NUS - National University of Singapore

06/09/2024 | Press release | Distributed by Public on 06/09/2024 08:33

Elevating analysis of genomic data with breakthrough mathematical technique

06
September
2024
|
09:21
Asia/Singapore

Elevating analysis of genomic data with breakthrough mathematical technique

2024 0905 Analysing genomic data

A novel approach to analysing single-cell RNA sequencing (scRNA-seq) data has been unveiled by NUS researchers. This method promises to enhance both the precision and speed of data interpretation, potentially accelerating progress in numerous areas of biomedical investigation, including studies on cancer and Alzheimer's disease.

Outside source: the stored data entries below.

PR #1050, opened 2026-08-11
fix(instrumentation/net/http): http.ServeFile loses the sendfile fast path on instrumented servers

ipsitapp8:
## Description

`BeforeServeHTTP` swaps the handler's `http.ResponseWriter` for `writerWrapper` so the status code can be read back afterwards. net/http's own `*response` implements `io.ReaderFrom`, and that is the method `io.Copy` looks for on the destination — it's what ends up handing the body to the connection and reaching `sendfile(2)`.

`writerWrapper` didn't implement it. So once the wrapper is in place, `io.Copy` no longer finds a `ReaderFrom` and falls back to its generic 32KiB copy loop. `http.ServeFile` and `http.ServeContent` both end in `io.CopyN(w, sendContent, sendSize)`, so every file served by an instrumented server takes the slow path — not because of anything the application did, but because it's instrumented. The response is still correct, which is presumably why it went unnoticed.

This is the same shape as #795, which added `http.Pusher` to this wrapper: it shouldn't hide a capability of the writer it replaces.

## Fix

Implement `io.ReaderFrom` on `writerWrapper`. If the underlying writer has one (the real net/http case), delegate to it. If it doesn't, copy through `Write` behind a small `writeOnly` shim so `io.Copy` can't pick this method up again and recurse. Both paths record the implicit `200` first, the same as `Write` already does, so status capture doesn't change.

The second commit implements `io.StringWriter` for the same reason: net/http's `*response` implements it so `io.WriteString` can skip a `[]byte` conversion, and hiding it forces that conversion back on every string write. Same delegate-or-fall-back structure, same implicit-200 handling.

Both interfaces are added to the compile-time assertion block that already lists `Hijacker`, `Flusher` and `Pusher`.

## Performance

Measured on Linux (WSL), 1MB file over loopback, comparing against the pre-fix wrapper forced onto the copy loop:

| | latency | alloc/request |
|---|---|---|
| pre-fix wrapper (copy loop) | 24.7ms | 41KB |
| with this fix | 16.9ms | 10KB |
| unwrapped (no instrumentation) | 14.2ms | — |

The ~31KB allocation difference is the 32KiB buffer `io.Copy` allocated on every request while `ReadFrom` was hidden. The fix lands close to the unwrapped ceiling, so the remaining gap is wrapper overhead unrelated to the copy path.

These numbers come from a local benchmark comparing the copy loop against the fast path. Per review feedback the benchmark isn't part of the diff — it needed a duplicate of the old wrapper to measure against, which isn't worth carrying in the tree.

## Motivation

Instrumentation shouldn't make the application slower in ways the application can't see or control. No existing issue covers this — I found it reading the wrapper while looking at something else. Happy to open one if you'd rather it were tracked.

To be clear about the scope: this restores performance, it does not fix incorrect output. Responses were always byte-correct, and the improvement is zero for handlers that don't serve files or write strings.

## Notes on the tests

The ones that matter are `TestWriterWrapper_ReadFromUsesUnderlyingFastPath` and `TestWriterWrapper_WriteStringUsesUnderlyingFastPath`, which fail on `main` — I checked by stashing the fix and re-running.

One thing that caught me out and is worth knowing if you touch these tests: `io.Copy` prefers a `WriterTo` on the **source** over a `ReaderFrom` on the destination. My first version used `strings.NewReader` as the body and passed without the fix, because the copy never consulted the writer at all. The tests use an `*io.LimitedReader` instead — no `WriterTo`, and it's the exact shape `http.ServeContent` produces via `io.CopyN`. There's a comment on the helper so it doesn't get simplified back later.

A related trap, caught in review: `httptest.ResponseRecorder` **does** implement `io.StringWriter`. The `WriteString` fallback test can't be built on the recorder, because it would take the fast path and never exercise the fallback — it passed for the wrong reason, since both paths emit identical bytes. That test now uses a minimal writer implementing exactly `http.ResponseWriter`, asserts the fallback actually goes through `Write`, and guards the premise so it can't silently drift back onto the fast path. (`ResponseRecorder` has no `ReadFrom`, so the `ReadFrom` fallback test is unaffected.)

`tool/data/otelc-bundle.tgz` is regenerated since `instrumentation/` changed.

---

## Checklist

- [x] Tests pass: `make test`
- [ ] Documentation updated (if applicable) — n/a
- [ ] OpenTelemetry Registry updated (if applicable) — n/a, no new instrumentation

[^I-know-my-stuff]:


ipsitapp8:
@amazingakai can you review this pr?

instrumentation/net/http/server/response_writer.go
```diff
@@ -46,6 +48,34 @@ func (w *writerWrapper) Write(b []byte) (int, error) {
...
+	io.Writer
+}
+
+// ReadFrom implements io.ReaderFrom so that io.Copy keeps reaching the
+// underlying ResponseWriter's own ReadFrom. net/http's *response implements
+// io.ReaderFrom and hands the body to the connection, which lets the kernel
+// serve it with sendfile(2). Without this method the wrapper hides that
+// capability from io.Copy, and http.ServeFile/http.ServeContent silently fall
+// back to a 32KiB user-space copy loop on every instrumented server.
+func (w *writerWrapper) ReadFrom(src io.Reader) (int64, error) {
```
amazingakai, line 64: Should we also implement `WriteString` (`io.StringWriter`): https://github.com/golang/go/blob/master/src/net/http/server.go#L1654?

amazingakai (approved):
Thanks for this PR! I don't like this whack-a-mole game we have to play, but I guess we don't have a choice here.

It'd be great if you can include the performance difference, but I think we should be implementing these regardless.

instrumentation/net/http/server/response_writer.go
ipsitapp8: io.WriteString checks for io.StringWriter the same way io.Copy checks for io.ReaderFrom, so it's the same problem, without it we fall back to converting to [ ]byte and losing the fast path. I'll add it, same pattern as ReaderFrom, delegate if the underlying writer has it.

ipsitapp8:
> Thanks for this PR! I don't like this whack-a-mole game we have to play, but I guess we don't have a choice here.
> 
> It'd be great if you can include the performance difference, but I think we should be implementing these regardless.

 this wrapper keeps growing every time net/http adds an optional interface. I don't have a benchmark yet, I'll add one comparing the copy loop vs sendfile for a reasonably sized file and post the numbers here before merge.

ipsitapp8:
Added `WriteString` and ran the benchmark. On Linux, comparing against the old wrapper (no `ReadFrom`, forced onto the copy loop), latency drops from 24.7ms to 16.9ms and allocation drops from 41KB to 10KB per request for a 1MB file, serving it unwrapped is 14.2ms so the fix gets close to that. The 31KB difference is the 32KiB copy buffer `io.Copy` was allocating every request when `ReadFrom` was hidden.

I benchmarked on WSL/Linux, not Windows, sendfile only kicks in on Linux in this code path so that's the number that matters.

ipsitapp8:
@amazingakai can you check the pr if its okay now?

instrumentation/net/http/server/response_writer_bench_test.go
```diff
@@ -0,0 +1,109 @@
+// Copyright The OpenTelemetry Authors
```
amazingakai: Is this needed?  You can put the improvement in the PR description

instrumentation/net/http/server/response_writer_test.go
```diff
@@ -186,6 +190,187 @@ func TestWriterWrapper_Push_NotSupported(t *testing.T) {
...
+
+func TestWriterWrapper_WriteString_NotSupported(t *testing.T) {
+	recorder := httptest.NewRecorder()
+	wrapper := &writerWrapper{
+		ResponseWriter: recorder,
+		statusCode:     http.StatusOK,
+	}
+
+	// The recorder has no WriteString, so the wrapper falls back to Write.
+	n, err := io.WriteString(wrapper, "payload")
```
amazingakai: `httptrest.ResponseRecorder` does implement `StringWriter`

amazingakai (commented):
Mostly done. The bundle needs to be regenerated

instrumentation/net/http/server/response_writer_bench_test.go
ipsitapp8: Removed. The benchmark needed a copy of the old wrapper to measure against, which isn't worth carrying in the tree just for that. Numbers are in the PR description now: 24.7ms -> 16.9ms and 41KB -> 10KB per request for a 1MB file on Linux, against an unwrapped baseline of 14.2ms.

instrumentation/net/http/server/response_writer_test.go
ipsitapp8: Good catch, and it was worse than a wrong comment. Since `ResponseRecorder` implements `StringWriter`, that test was taking the fast path and never exercising the fallback at all. It only passed because both paths emit identical bytes, so the fallback branch had no coverage.

Replaced the recorder with a minimal writer implementing exactly `http.ResponseWriter`, and the test now asserts the fallback really goes through `Write` rather than just checking the output. Also added a guard on the premise so it fails loudly if that type ever grows a `WriteString` and silently drifts back onto the fast path.

`ReadFrom` is unaffected, `ResponseRecorder` genuinely has no `ReadFrom`, so that fallback test was testing what it claimed.

instrumentation/net/http/server/response_writer.go
ipsitapp8: Implemented in the second commit, delegating to the underlying `io.StringWriter` when there is one and falling back to `Write([]byte(s))` otherwise, with the same implicit-200 handling as `ReadFrom`. Both interfaces are in the compile-time assertion block now.

ipsitapp8:
Rebased on main and regenerated the bundle, verify-bundle passes locally now. @amazingakai should be ready for another look.

amazingakai (approved):

amazingakai:
Please regenerate the bundle

ipsitapp8:
@amazingakai  regenerated the bundles and the ci is green now

PR #1052, opened 2026-08-11
fix(tool/cmd/otelc): allow profile-path sibling directories sharing build-temp prefix

### LINKED ISSUE #1042: bug(tool/cmd/otelc): --profile-path rejects sibling directories sharing the build-temp prefix

SatyamPandey-07:
Fixes #1042

### Description
In `tool/cmd/otelc/profiling.go`, `initProfiling` previously checked if `--profile-path` was inside the build temp directory (`.otelc-build`) using `strings.HasPrefix(profilePath, buildTemp)`.

Because string prefix matching is path-boundary unaware, sibling directories sharing the prefix (e.g. `.otelc-build-profiles` or `.otelc-build-123`) were incorrectly matched and rejected as being inside `.otelc-build`.

This PR replaces `strings.HasPrefix` with a path-boundary aware `isSubPath(target, base)` helper leveraging `filepath.Rel`. It also adds unit tests covering sibling directory paths and exact build temp directory paths.

### Checklist
- [x] Tests pass: `make test`

### DIFF
--- a/tool/cmd/otelc/profiling.go
+++ b/tool/cmd/otelc/profiling.go
@@ -46,7 +46,7 @@ func initProfiling(ctx context.Context, cmd *cli.Command) (context.Context, erro
 
 	// Guard against placing profiles inside .otelc-build/ which Cleanup removes.
 	buildTemp := util.GetBuildTempDir()
-	if strings.HasPrefix(profilePath, buildTemp) {
+	if isSubPath(profilePath, buildTemp) {
 		return ctx, ex.Newf(
 			"profile-path %q must not be inside the build temp directory %q",
 			profilePath, buildTemp,
@@ -116,4 +116,13 @@ func stopProfiling(ctx context.Context, cmd *cli.Command) error {
 	logger.InfoContext(ctx, "merging profile files", "dir", profileDir)
 	mergeErr := profile.Merge(ctx, profileDir, types)
 	return ex.Join(stopErr, mergeErr)
+}
+
+// isSubPath reports whether target is equal to base or located inside base.
+func isSubPath(target, base string) bool {
+	rel, err := filepath.Rel(base, target)
+	if err != nil {
+		return false
+	}
+	return rel == "." || !strings.HasPrefix(rel, "..")
 }
--- a/tool/cmd/otelc/profiling_test.go
+++ b/tool/cmd/otelc/profiling_test.go
@@ -68,6 +68,31 @@ func TestInitProfiling(t *testing.T) {
 		assert.Contains(t, err.Error(), "build temp")
 	})
 
+	t.Run("profile-path equal to build temp errors", func(t *testing.T) {
+		activeSession = nil
+		workDir := t.TempDir()
+		t.Setenv(util.EnvOtelcWorkDir, workDir)
+		buildTemp := util.GetBuildTempDir()
+		err := runInitProfiling(t, "--profile", "cpu", "--profile-path", buildTemp)
+		require.Error(t, err)
+		assert.Contains(t, err.Error(), "build temp")
+	})
+
+	t.Run("profile-path sharing prefix with build temp is allowed", func(t *testing.T) {
+		activeSession = nil
+		workDir := t.TempDir()
+		t.Setenv(util.EnvOtelcWorkDir, workDir)
+		t.Setenv(profile.EnvProfilePath, "")
+		t.Setenv(profile.EnvEnabledProfiles, "")
+		sibling := util.GetBuildTempDir() + "-profiles"
+
+		require.NoError(t, runInitProfiling(t, "--profile", "cpu", "--profile-path", sibling))
+		require.NotNil(t, activeSession)
+
+		require.NoError(t, activeSession.Stop())
+		activeSession = nil
+	})
+
 	t.Run("valid profile starts a session and sets env", func(t *testing.T) {
 		activeSession = nil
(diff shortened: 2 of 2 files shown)


SatyamPandey-07:
@darccio review the pr when u are free

tool/cmd/otelc/profiling.go
```diff
@@ -117,3 +117,12 @@ func stopProfiling(ctx context.Context, cmd *cli.Command) error {
...
 	return ex.Join(stopErr, mergeErr)
 }
+
+// isSubPath reports whether target is equal to base or located inside base.
+func isSubPath(target, base string) bool {
+	rel, err := filepath.Rel(base, target)
+	if err != nil {
+		return false
+	}
+	return rel == "." || (!strings.HasPrefix(rel, "..") && rel != "..")
```
darccio: `rel != ".."` can never affect the result here: when `rel == ".."`, `strings.HasPrefix(rel, "..")` is already `true`, so the `!strings.HasPrefix(...)` half of the `&&` is already `false` regardless of the second operand. Simplifying avoids a reader having to work out that it's dead.

```suggestion
	return rel == "." || !strings.HasPrefix(rel, "..")
```

tool/cmd/otelc/profiling.go
```diff
@@ -117,3 +117,12 @@ func stopProfiling(ctx context.Context, cmd *cli.Command) error {
...
+}
```
darccio, line 128: `tool/internal/setup/extract.go:130-131` has an equivalent `filepath.Rel`-based "is target inside base" check (used there for zip-slip protection during archive extraction). Not asking for a change in this PR, but as this is now the second occurrence of the same pattern, a shared `pathutil.IsWithin`-style helper might be worth it if a third call site ever shows up.

tool/cmd/otelc/profiling_test.go
```diff
@@ -124,3 +149,57 @@ func TestStopProfiling(t *testing.T) {
...
+			target:   filepath.Join(base, "sub", "dir"),
+			base:     base,
+			expected: true,
+		},
+		{
+			name:     "sibling path with shared prefix",
+			target:   base + "-profiles",
+			base:     base,
+			expected: false,
+		},
```
darccio, line 179: Coverage looks solid for the reported bug, but two boundary cases aren't exercised: a path nested under a sibling directory (e.g. `.otelc-build-profiles/sub/dir`, which should also be allowed) and a `base` input with a trailing separator. Both should already pass given how `filepath.Rel` normalizes internally — this is a "nice to have" for future-proofing, not a gap in the current fix.

```suggestion
		{
			name:     "sibling path with shared prefix",
			target:   base + "-profiles",
			base:     base,
			expected: false,
		},
		{
			name:     "nested path under sibling with shared prefix",
			target:   filepath.Join(base+"-profiles", "sub", "dir"),
			base:     base,
			expected: false,
		},
		{
			name:     "target with trailing separator equal to base",
			target:   base + string(filepath.Separator),
			base:     base,
			expected: true,
		},
```

darccio (changes requested):
This branch is 3 commits behind `main` (missing `0702029d`, `66d4af33`, `11106215`). That matters here specifically because the `apply_func.go` / `apply_func_test.go` changes in this PR (the `collectArguments` blank-receiver `idx` → `next(ignoredParam)` fix, and the matching test expectation update) are byte-for-byte identical to a fix already merged independently via #904 (commit `66d4af33`).

Could you rebase onto current `main`? After rebasing, these two hunks should collapse to no-ops since `main` already contains the "after" state they're patching toward — worth confirming that's clean rather than assuming. Once rebased, this PR would be scoped to just the profile-path fix described above, which makes it much easier to review in isolation.

SatyamPandey-07:
Thanks @darccio — all addressed:

Rebased onto current main. You were right: the apply_func.go/apply_func_test.go hunks collapsed to no-ops since #904 already merged the identical fix. Dropped cleanly — this PR is now scoped to just profiling.go + profiling_test.go (101 lines, 2 files).
Simplified isSubPath: rel == "." || (!strings.HasPrefix(rel, "..") && rel != "..") → rel == "." || !strings.HasPrefix(rel, ".."), per your point that rel != ".." was dead.
Added both boundary cases you suggested: nested path under a sibling directory, and a base with a trailing separator. Both pass as expected.
pathutil.IsWithin helper: leaving that for if/when a third call site shows up, per your note.
Force-pushed the rebase + fixups as a single clean commit. Ready for re-review whenever you get a chance.

darccio (approved):

PR #1055, opened 2026-08-11
fix(tool): use collision-safe names for blank receivers

### LINKED ISSUE #1054: bug(tool): blank receivers bypass collision-safe synthetic naming
### Describe the bug

PR #1035 introduced collision-safe synthetic names for unnamed and blank parameters and return values. However, the blank receiver branch in `collectArguments` still uses the old `_ignoredParamN` naming scheme instead of `syntheticNamer`.

In `tool/internal/instrument/apply_func.go`, blank receivers are currently renamed using logic equivalent to:

```go
receiver = fmt.Sprintf("%s%d", ignoredParam, idx)
```

Unnamed receivers and blank parameters instead use:

```go
next(ignoredParam)
```

As a result, blank receivers can still collide with identifiers already declared in the function signature.

### Environment

- OS: any
- Go version: any supported version
- Version: current `main`, after #1035

### To Reproduce

Instrument a method with a blank receiver and a parameter using the legacy generated receiver name:

```go
package example

type T struct{}

func (_ T) Method(_ignoredParam0 int) {}
```

Apply a function rule targeting `Method`.

The blank receiver may be renamed to `_ignoredParam0`, producing a signature equivalent to:

```go
func (_ignoredParam0 T) Method(_ignoredParam0 int) {}
```

The generated source fails to compile because `_ignoredParam0` is redeclared in the same scope.

### Expected behavior

Blank receivers should use the same rule-identity-based, collision-safe synthetic name generator used for unnamed receivers, blank parameters, and return values.

### Proposed fix

Use `next(ignoredParam)` in the blank receiver branch of `collectArguments` and add regression coverage for a blank receiver whose legacy generated name collides with an existing parameter.

ADITYA-CODE-SOURCE:
## Description

Use `syntheticNamer` when remapping blank method receivers.

PR #1035 migrated generated parameter and return names to collision-safe, rule-identity-based names, but the blank-receiver branch retained the old counter-based implementation. Because the local counter was removed in the same migration, current `main` also fails to compile with `undefined: idx`.

This change routes blank receivers through the existing `next(ignoredParam)` generator.

## Motivation

Blank receivers should follow the same naming path as unnamed receivers and blank parameters. This prevents collisions with existing signature identifiers and restores compilation on current `main`.

Fixes #1054

### DIFF
--- a/tool/internal/instrument/apply_func.go
+++ b/tool/internal/instrument/apply_func.go
@@ -123,8 +123,7 @@ func collectArguments(funcDecl *dst.FuncDecl, hash string) []string {
 				// so it falls into this branch, but "_" cannot have its
 				// address taken during trampoline generation the way a named
 				// receiver can. Assign it a generated name instead.
-				receiver = fmt.Sprintf("%s%d", ignoredParam, idx)
-				idx++
+				receiver = next(ignoredParam)
 				recv.Names[0].Name = receiver
 			}
 			args = append(args, receiver)
--- a/tool/internal/instrument/apply_func_test.go
+++ b/tool/internal/instrument/apply_func_test.go
@@ -104,7 +104,12 @@ func TestCollectArguments(t *testing.T) {
 		{
 			name:     "underscore receiver",
 			src:      "package main\ntype T struct{}\nfunc (_ T) F() {}",
-			expected: []string{"_ignoredParam0"},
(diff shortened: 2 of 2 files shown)


ADITYA-CODE-SOURCE:
Closing because #904 merged the underlying blank-receiver fix. The remaining additional tests can be proposed separately if maintainers want them.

The innovative framework, dubbed scAMF (Single-cell Analysis via Manifold Fitting), was developed by a team of scientists led by Associate Professor Zhigang Yao from the Department of Statistics and Data Scienceat the NUS Faculty of Science. The framework employs advanced mathematical techniques to fit a low-dimensional manifold within the high-dimensional space where the gene expression data are measured. By doing so, scAMF effectively reduces noise while preserving crucial biological information. This allows for more accurate characterisation of cell types and states.

This research was done in collaboration with Professor Yau Shing-Tung at Tsinghua University. Their findings have been published in the Proceedings of the National Academy of Sciences of the United States of Americaon 3 September 2024.

Harnessing manifold fitting techniques to overcome hurdles in data analysis

Single-cell RNA sequencing has become a crucial tool in genomic research, offering unprecedented insights into cellular diversity and disease mechanisms. However, the inherent noise in scRNA-seq data, arising from both biological variability and technical errors, has long posed challenges for accurate analysis. Traditional scRNA-seq analysis methods, including genomic imputation approaches, graph-based methods, and deep learning-based algorithms, often struggle to accurately characterise cell relationships due to inherent noise.

The scAMF framework represents a significant step forward in overcoming these limitations. It operates on the principle of fitting a low-dimensional manifold within the ambient space of gene expression data, effectively reducing noise while preserving crucial information. At the heart of scAMF lies the manifold fitting module which effectively denoises scRNA-seq data by unfolding their distribution in the ambient space. This technique aims to reconstruct a smooth manifold within the original space where the data is measured, capturing the low-dimensional structure of the data in a manner that minimizes information loss and effectively eliminates noise.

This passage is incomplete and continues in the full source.